%%
PR #1218, opened 2016-07-06
Fix add-on, Node.js, and GitHub typos

### LINKED ISSUE #1217: Add-on vs Addon
Noticed some minor inconsistencies on https://pageshot.dev.mozaws.net/ where we say **Addon** or in some cases hyphenated **add-on**.

We should probably stick with one style, and probably use the hyphenated version to be in sync w/ [Test Pilot](https://testpilot.firefox.com/) and https://addons.mozilla.org/firefox/

pdehaan:
Fixes #1217

### DIFF
--- a/static/homepage/index.html
+++ b/static/homepage/index.html
@@ -97,7 +97,7 @@
         <div class="navbar-collapse collapse">
           <ul class="nav navbar-nav navbar-right main-nav">
             <li><a href="./" class="scrollnav active" >Overview</a></li>
-            <li><a href="https://github.com/mozilla-services/pageshot" target="_blank">Github</a></li>
+            <li><a href="https://github.com/mozilla-services/pageshot" target="_blank">GitHub</a></li>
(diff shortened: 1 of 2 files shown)


static/homepage/index.html
```diff
@@ -120,7 +120,7 @@ <h4 class="hero-tagline">Save, highlight, send
               <a class="btn btn-primary btn-lg main-get-started installer" href="https://chrome.google.com/webstore/detail/pageshot/flhjebpmjblnihhioankmibfdkdiaahi">Install</a>
             </p>
             <p class="if-not-firefox-or-chrome">
-              <a class="btn btn-primary btn-lg" href="https://www.mozilla.org/en-US/firefox/new/">To use PageShot: Install Firefox!</a><br>
```
pdehaan: Removed the `/en-US/` here since mozilla.org will redirect for us, and give the user their preferred/best locale (whenever possible).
%%
- _Instructions to follow_: Filter the records above down to the lines containing "navbar".

- _Answer to this exercise_:
         <div class="navbar-collapse collapse">
           <ul class="nav navbar-nav navbar-right main-nav">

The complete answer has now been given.